Where there are no Indians,
there is no wealth.
Franciscan (Spanish) proverb,
circa 16th century
The irony of the above statement is a painful one for the many Indigenous peoples of this world. For the non-Native recognition of the wealth of Aboriginal lands has seen Native peoples systematically dispossessed of those lands and their lives indelibly scarred. And yet, Native peoples and their cultures have persevered. Regrettably, so have imperialism and colonialism. And while it is undoubtedly disturbing to recall these events, even more disturbing has been the manner in which the dominant discourse of the West has so callously, liberally and high-handedly discussed these matters.
In this paper, I have argued that one of the major mechanisms of imperialist and colonial power which continues to organize Native/non-Native relations in Canada has been the discourse of Aboriginality. Two principal themes of this discourse, namely, the Noble Savage and the Vanishing Indian Race, have been identified, along with an indication of how they work to maintain relations of domination. I have demonstrated the dominating effects of this discourse by examining some contemporary examples of these themes at work, which have been located within the context of their long and continuous history. It is worth repeating that this paper has not argued for individuals’ personal motivations as the prime determinant of political relations. Rather, it has sought to address the certain degree of relative autonomy intrinsic to discourse, and how that discourse ultimately draws upon certain recurring and thus recognizable themes.

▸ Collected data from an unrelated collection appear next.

PR #1211, opened 2024-04-18
Added Middle-Eastern dominoes as independent game

Brunozml:
Added 2v2 dominoes, also known as [ME dominoes](https://en.wikipedia.org/wiki/Dominoes#Middle_Eastern_Version), to the repo as an independent game. 

The current PR could be modified so that this is just a separate configuration of block dominoes instead of a whole new game. The game implementations vary sufficiently as to require different `State` classes in my opinion, but it could be done in a manner similar to `tiny_bridge`. 

If this second course of action is suggested, I would appreciate advice on how to implement it correctly according to OpenSpiel's guidelines.


lanctot (changes requested):
Great thanks, a few quick things:

Can you add the test to the Python CMakeLists.txt ([here](Here: https://github.com/google-deepmind/open_spiel/blob/e5d1f0954bed354366967d0d5bf68c64c6bef02a/open_spiel/python/CMakeLists.txt#L218)) 

so that it runs on Github Actions CI?

lanctot (changes requested):
Also, can you add it to the list of games pyspiel_test.py here: https://github.com/google-deepmind/open_spiel/blob/e5d1f0954bed354366967d0d5bf68c64c6bef02a/open_spiel/python/tests/pyspiel_test.py#L109

(That is needed for general simulation tests and to check the list of games matches what is registered.)

lanctot (changes requested):
Can you add the game to the games list?

This one: https://github.com/google-deepmind/open_spiel/blob/master/docs/games.md

Brunozml (commented):
I have updated the boilerplate code and made a few changes to the references (the Middle Eastern version is slightly different from the Latin American version so I referenced the latter).

lanctot:
> I have updated the boilerplate code and made a few changes to the references (the Middle Eastern version is slightly different from the Latin American version so I referenced the latter).

Ok, thanks. I have now triggered the tests on Github Actions.

If this is a specific variant of the more popular game, we should probably not call it just `dominoes` unless it supports the most widely-known "default" version of the game. What do you think about calling it `la_dominoes` or `team_dominoes`?

Brunozml:
You're right, and I like `team_dominoes` ! I will change that as soon as the tests are done.

On a separate note, I'm now trying to work on training the best possible agent based on available OpenSpiel algorithms (or expand to other algorithms if necessary). Due to the size of the game, I'm a bit overwhelmed as to how to go about this process. Do you have any tips/resources that could be useful?

I developed `tiny_dominoes` locally (with two domino blocks per player instead of 7) for OpenSpiel to perhaps perform some more rapid testing, but even basic algorithms such as CFR are incredibly slow when being run locally. I'm thinking of using Google Colab's GPU service, but I haven't managed to install my local OpenSpiel version so that I can test algorithms on `tiny_dominoes.` Any advice helps!

Brunozml (commented):
updated name to `team_dominoes`.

Of course, there have been a number of areas which certain limitations of space and time have not permitted me to explore. These include the internalization of the discourse of Aboriginality by Native people themselves, a phenomenon perhaps best seen within the 1992 constitutional rhetoric of Native leaders. In light of Foucault’s understanding of power, one must question these leaders use of such terms as ‘inherent right’ and ‘sovereignty’ as possibly unconscious usages of the discourse of ‘equality’ and ‘right.’ Then again, the employment of these terms may simply indicate the exigencies of entering into any form of discussion with the dominant society. After all, one must articulate one’s desires in terms others can understand.
Engaging with the discourse of Aboriginality for the possibilities of resistance raises other potential research questions for the future. According to Foucault, given that resistance is simultaneously present wherever power can be seen to circulate, it would no doubt prove fruitful to examine such attempts to negotiate the discourse of Aboriginality. In my opinion, some of the most exciting discursive negotiations being carried out are by Native artists such as Gerald McMaster, Robert Houle, Jane Ash Poitras and Joane Cardinal-Schubert, to name but a few. All four artists recently took part in the ground-breaking exhibits, Indigena and Land, Spirit, Power, at the Museum of Civilization and The National Gallery respectively, in Ottawa.
Other key moments in the Canadian Native discourse in need of further research are its sheer possessiveness vis-à-vis Native peoples, a discourse which speaks of “our” native peoples, “Canada’s” Indians, Native “Canadians,” and the Native peoples “of” Canada. How this appropriation of Native experiences has served the Canadian ‘nationalist project’ is an issue I was unable to deal with here. Indeed, if I had to predict the future shape of Native/non-Native relations in this country, I would have to say that in addition to the deeply felt issues of land occupying the main focus of those relations, culture will be the greatest source of contestation. In the process, perhaps the popular social science notions of ‘identity,’ ‘race,’ ‘culture’ and even ‘the nation’ will finally come under the scrutiny they deserve.